Essential Service Workers, doctors or teachers, or nurses or transportation workers or grocery employees, are all forced or required or strongly encouraged to keep society afloat, while the rest of the population hunkers down. Yet, these same Essential Service Workers are denied or refused proper gear to protect themselves. In some states, it has even gone so far that retired health care workers are being pushed to return to work. Retired health care workers, whom I might add, are in exactly the group most at risk of having fatal consequences if infected.

Statistical analysis out of hard-hit Italy seems to suggest that continued exposure to the virus might even raise the risk of dire complications. But do any of these ”essential” people receive proper protection to do their job? No, largely they don’t. The free market has run out of essential protection, so there’s none to be had without paying ”too much” for it. Doctors and nurses recycle one-time-use masks, or go without, wearing the same depleted protective gear for days, weeks, months. Work until exhaustion clocks them out, cowering in corners or stacked together on any flat surface theyr can find. And that’s just for the health care workers. All the other essentials? They’re left to wrapping their faces with scarves, or stuck with depleting bottles of hand sanitizers.

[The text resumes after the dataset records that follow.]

PR #1537, opened 2019-05-31
bugfix: LuaJIT sets currentline to -1 if it is unavailable.

spacewander:

### DIFF
--- a/src/ngx_http_lua_log.c
+++ b/src/ngx_http_lua_log.c
@@ -194,7 +194,7 @@ log_wrapper(ngx_log_t *log, const char *ident, ngx_uint_t level,
     *p++ = ':';
 
     p = ngx_snprintf(p, NGX_INT_T_LEN, "%d",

It’s nice to be needed. When a government or a company for years have been undermining your sense of self worth with inhumane schedules or meagre pay, it’s nice to for once be told that life wouldn’t work without you. But do you know what’s not as nice? Be told that you’re not only essential, but also expendable. Because that’s what governments say that you are, when they push you to continue to work without providing you with other ways than isolation to protect yourself. They tell you that you’re expendable. More expendable than the non-essential business executives, lawyers, insurance salesmen, bankers, politicians, et. al., that are all oh so important to protect, shut away as they are in ivory towers to await the passing of the storm.

Because even in an equal society, some are more equal than others. And as it turns out, some people in society are more important to protect than others. Even when those ”others” are considered ”essential”.